[Stored data entries]
PR #19130, opened 2025-07-14
Rewrite HighlightedTextControl and remove HighlightedText

DHowett:
This has been on my list for a while.

`HighlightedTextControl` is a XAML user control that contains a text
block and takes vector of `HighlightedText`. `HighlightedText` uses
tuples `(string, boolean)`. Allocating an entire object to store a
string and an integer felt like a waste, especially when we were doing
it thousands of times for the command palette _and just to pass them
into another object that stores a string and a few more integers
(`Run`)._

The new `HighlightedTextControl` is a standard templated control, and
supports styling of both the inner text block and of the highlighted
runs.

It no longer takes a `HighlightedText`, but rather a standard string and
a set of runs (tuple `(int start, int end)`); these can be stored more
efficiently, and this change moves the construction of text and runs
directly into `HighlightedTextControl` itself as an implementation
detail rather than an API contract.

### XAML Properties

- `Text`: the string to highlight
- `HighlightedRuns`: a vector of `(start, end)` pairs, indicating which
  regions are intended to be highlighted. Can be empty (which indicates
  there is no highlight and that the entire string is styled normally.)
- `TextBlockStyle`: the `Style` applied to the inner text block;
  optional; allows consumers to change how both normal and highlighted
  text looks.
- `HighlightedRunStyle`: a `Style` applied only to the highlighted runs;
  optional; allows consumers to change how highlighted text looks. If
  left NULL, highlighted runs will be bold.

`HighlightedRunStyle` is a little bodgy. It only applies to `Run`
objects (which is fine, and XAML somewhat supports), but since `Run` is
not a `FrameworkElement`, it _doesn't actually have a `Style` member._
We need to crack open the style and apply it manually, entry by entry.
`FontWeight` is special because XAML is a special little flower.


DHowett:
The new `TextBlockStyle` lets you do this (the subtitle is a second `HighlightedTextControl`):

image

... and the new `HighlightedRunStyle` lets you do that (the runs are styled using a style; we actually don't _want_ ugly underlined red, but it proves it works):

image

image

/cc @e82eric since he's been working in this space

src/cascadia/TerminalApp/HighlightedTextControl.cpp
```diff
@@ -22,70 +22,150 @@ namespace winrt::TerminalApp::implementation
...
         {
-            // Replace all the runs on the TextBlock
-            // Use IsHighlighted to decide if the run should be highlighted.
-            // To do - export the highlighting style into XAML
-            const auto inlinesCollection = control.TextView().Inlines();
-            inlinesCollection.Clear();
+            return;
+        }
+
+        const auto text = Text();
```
DHowett, line 118: TODO: we could cache both of these, and only regenerate the runs if nothing changed. that would make it cheaper in the general case. we could also cache the _runs_ and only regenerate the ones that differed, but that's starting to become a lot of work for little gain.

src/cascadia/TerminalApp/HighlightedTextControl.cpp
```diff
@@ -22,70 +22,150 @@ namespace winrt::TerminalApp::implementation
...
+                        Documents::Run run;
+                        run.Text(nonMatch);
+                        inlinesCollection.Append(run);
+                    }
+
+                    hstring matchSeg{ til::safe_slice_abs(text, start, end + 1) };
+                    Documents::Run run;
+                    run.Text(matchSeg);
+
+                    if (runStyle)
```
DHowett: nit: could `[[unlikely]]` this

src/cascadia/TerminalApp/HighlightedTextControl.cpp
```diff
@@ -22,70 +22,150 @@ namespace winrt::TerminalApp::implementation
...
 
+                    lastPos = end + 1;
+                }
+            }
+
+            // This will also be true if there are no runs at all
+            if (lastPos < text.size())
+            {
+                // checking lastPos here prevents a needless deep copy of the whole text in the no-match case
+                hstring tail{ lastPos == 0 ? text : hstring{ til::safe_slice_abs(text, lastPos, SIZE_T_MAX) } };
```
DHowett: nit: in general in this file, I should document _WHY WE HAVE TEMPORARY HSTRINGS_. i had to rediscover it for myself.

src/cascadia/TerminalApp/HighlightedTextControl.idl
```diff
@@ -1,15 +1,28 @@
...
     [default_interface] runtimeclass HighlightedTextControl : Windows.UI.Xaml.Controls.Control
     {
         HighlightedTextControl();
+
+        String Text;
         Windows.UI.Xaml.DependencyProperty TextProperty { get; };
-        HighlightedText Text;
-        Windows.UI.Xaml.Controls.TextBlock TextView { get; };    
+
+        IVector<HighlightedRun> HighlightedRuns;
```
DHowett, line 19: these feel so much better than object pointers, and have much better locality. also no `AddRef` and `Release` a jillion times.

src/cascadia/TerminalApp/HighlightedTextControlStyle.xaml
```diff
@@ -0,0 +1,23 @@
...
+    the MIT License. See LICENSE in the project root for license information.
+-->
+<ResourceDictionary xmlns="http://schemas.microsoft.com/winfx/2006/xaml/presentation"
+                    xmlns:x="http://schemas.microsoft.com/winfx/2006/xaml"
+                    xmlns:d="http://schemas.microsoft.com/expression/blend/2008"
+                    xmlns:local="using:TerminalApp"
+                    xmlns:mc="http://schemas.openxmlformats.org/markup-compatibility/2006"
+                    mc:Ignorable="d">
+
+    <Style TargetType="local:HighlightedTextControl">
```
DHowett, line 12: if we had a good way to roll up XAML resources, _this could go down to microsoft.terminal.ui_ and be used everywhere

src/cascadia/TerminalApp/SnippetsPaneContent.xaml
```diff
@@ -170,8 +170,9 @@
 
                         <local:HighlightedTextControl Grid.Column="1"
                                                       HorizontalAlignment="Left"
+                                                      HighlightedRuns="{x:Bind FilteredCommand.NameHighlights, Mode=OneWay}"
```
DHowett, line 173: Ergonomically: I don't _love_ that it's two properties, but _man_ it makes the code so much simpler

src/cascadia/inc/cppwinrt_utils.h
```diff
@@ -213,6 +213,46 @@ protected:
...
+    }                                                                                         \
+    type name() const                                                                         \
+    {                                                                                         \
+        auto&& temp{ GetValue(_##name##Property) };                                           \
+        if (temp)                                                                             \
+        {                                                                                     \
+            return winrt::unbox_value<type>(temp);                                            \
+        }                                                                                     \
+                                                                                              \
+        if constexpr (std::is_same_v<type, winrt::hstring>)                                   \
```
DHowett, line 234: this is actually necessary because you can't unbox `IInspectable` `nullptr` as a `hstring` without _exploding_. And we do want the property to be nullable.

This is a strictly better version of the one that lives in TerminalSettingsEditor, and supersedes it, so it can live here.

src/cascadia/TerminalApp/HighlightedTextControl.cpp
```diff
@@ -22,70 +22,150 @@ namespace winrt::TerminalApp::implementation
...
+        }
+
+        static const auto fontWeightProperty{ winrt::Windows::UI::Xaml::Documents::TextElement::FontWeightProperty() };
+
+        const auto setters{ style.Setters() };
+        for (auto&& setterBase : setters)
+        {
+            auto setter = setterBase.as<winrt::Windows::UI::Xaml::Setter>();
+            auto property = setter.Property();
+            auto value = setter.Value();
```
carlos-zamora:
```suggestion
            const auto setter = setterBase.as<winrt::Windows::UI::Xaml::Setter>();
            const auto property = setter.Property();
            auto value = setter.Value();
```
Looks like you may be able to set these two as `const`

src/cascadia/TerminalApp/FilteredCommand.cpp
```diff
@@ -61,49 +60,40 @@ namespace winrt::TerminalApp::implementation
...
+                });
+            }
         }
-        else if (auto match = fzf::matcher::Match(commandName, *_pattern.get()); !match)
+        return { std::move(segments), weight };
+    }
+
+    void FilteredCommand::_update()
+    {
+        auto itemName = _Item.Name();
```
carlos-zamora:
```suggestion
```
unused variable

carlos-zamora (approved):
Big fan of moving the dependency property macro to a shared spot. Happy that we'll be able to use that everywhere now.

Love that we can pass in special styling in the new control. Using the ranges makes sense too! Nice work :)

src/cascadia/TerminalApp/App.xaml
```diff
@@ -243,6 +243,8 @@
                     </ResourceDictionary.ThemeDictionaries>
 
                 </ResourceDictionary>
+
+                <ResourceDictionary Source="ms-resource:///Files/TerminalApp/HighlightedTextControlStyle.xaml" />
```
lhecker, line 247: This is new to me. Why is this necessary?

src/cascadia/TerminalApp/FilteredCommand.cpp
DHowett: ah, that belongs to a different PR. thanks ;P

src/cascadia/TerminalApp/HighlightedTextControl.cpp
lhecker: Don't worry about likely/unlikely too much. It's only a super subtle hint to the optimizer after all.

src/cascadia/TerminalApp/HighlightedTextControl.cpp
```diff
@@ -22,70 +22,150 @@ namespace winrt::TerminalApp::implementation
...
+            return;
+        }
+
+        const auto text = Text();
+        const auto runs = HighlightedRuns();
+
+        // Replace all the runs on the TextBlock
+        // Use the runs to decide if the run should be highlighted.
+        const auto inlinesCollection = textBlock.Inlines();
+        inlinesCollection.Clear();
```
lhecker, line 122: BTW I wonder if we should avoid this Clear/Append code. Is `Inlines` observable? If so, then every call raises an event after all. Wasn't there some kind of ReplaceAll in WinRT?

DHowett: oh, actually, this is to handle the case where the text is itself emptied

src/cascadia/TerminalApp/App.xaml
DHowett: SO!! This is fun and wild.

This (HighlightedTextControlStyle) is a xaml file that _only contains a resource dictionary._

xaml files for Controls (that is: control objects that have their own component XAML files) are automatically loaded by autogenerated code in `foo.xaml.g.hpp`:


```c++
    template <typename D, typename ... I>
    void CommandPaletteT<D, I...>::InitializeComponent()
    {
        if (!_contentLoaded)
        {
            _contentLoaded = true;
            Uri resourceLocator{ L"ms-appx:///TerminalApp/CommandPalette.xaml" };
            Application::LoadComponent(*this, resourceLocator, ComponentResourceLocation::Nested);
        }
    }
```

However, templated controls DO NOT HAVE A CONTROL XAML FILE. They have a template, applied through a Style, loaded into a Resource Dictionary.

Since HighTextControl is no longer a control with a component XAML file, there is no automatic loading machinery for it. It has to be merged into the app-wide resources directly.

src/cascadia/TerminalApp/HighlightedTextControl.cpp
lhecker: No, I mean would it make sense to create a `std::vector` locally from the runs first and then do a single call to `ReplaceAll`?

DHowett: and, yes, `InlineCollection` supports a `ReplaceAll`. I can use it if you'd like.

lhecker: At least in WinUI 1.4 there seems to be some internal lazy logic, so this may be unnecessary: https://github.com/microsoft/microsoft-ui-xaml/blob/winui3/release/1.4-stable/dxaml/xcp/core/text/TextBlock/InlineCollection.cpp#L38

> **Work to be completed**: Only lines of the data holding the word "supports" go in the answer. Please copy each of them.

> **Exercise answer**:
supports styling of both the inner text block and of the highlighted
objects (which is fine, and XAML somewhat supports), but since `Run` is
DHowett: and, yes, `InlineCollection` supports a `ReplaceAll`. I can use it if you'd like.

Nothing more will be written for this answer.